Dataset entries
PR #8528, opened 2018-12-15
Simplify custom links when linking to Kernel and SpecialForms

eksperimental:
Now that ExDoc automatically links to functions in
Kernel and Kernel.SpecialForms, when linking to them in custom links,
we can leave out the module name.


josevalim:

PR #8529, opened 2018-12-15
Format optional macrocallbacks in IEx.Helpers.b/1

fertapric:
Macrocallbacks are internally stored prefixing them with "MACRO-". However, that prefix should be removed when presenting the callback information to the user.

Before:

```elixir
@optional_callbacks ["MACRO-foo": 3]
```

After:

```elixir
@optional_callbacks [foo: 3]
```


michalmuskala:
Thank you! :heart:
* * *
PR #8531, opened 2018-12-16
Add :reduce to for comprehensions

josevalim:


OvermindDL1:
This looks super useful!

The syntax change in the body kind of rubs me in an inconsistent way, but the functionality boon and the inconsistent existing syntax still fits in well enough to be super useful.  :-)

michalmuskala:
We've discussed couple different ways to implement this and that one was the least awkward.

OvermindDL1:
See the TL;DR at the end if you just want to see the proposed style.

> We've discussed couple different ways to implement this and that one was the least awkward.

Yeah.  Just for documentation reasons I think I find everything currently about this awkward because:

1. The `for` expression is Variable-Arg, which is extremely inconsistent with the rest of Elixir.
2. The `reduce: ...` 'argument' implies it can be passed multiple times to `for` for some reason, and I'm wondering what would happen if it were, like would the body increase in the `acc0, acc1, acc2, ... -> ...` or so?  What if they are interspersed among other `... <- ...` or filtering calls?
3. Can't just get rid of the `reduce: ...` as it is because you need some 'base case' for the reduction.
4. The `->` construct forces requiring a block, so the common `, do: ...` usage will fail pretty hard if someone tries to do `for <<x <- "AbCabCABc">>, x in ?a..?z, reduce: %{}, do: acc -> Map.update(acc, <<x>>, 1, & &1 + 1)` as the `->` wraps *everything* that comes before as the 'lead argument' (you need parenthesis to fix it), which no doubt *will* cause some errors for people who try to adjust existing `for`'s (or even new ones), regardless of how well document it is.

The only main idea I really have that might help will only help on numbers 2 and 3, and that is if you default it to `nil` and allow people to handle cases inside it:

Exercise:
What is the number of lines in the data that include the word "with"? State only that number.

Written solution:
2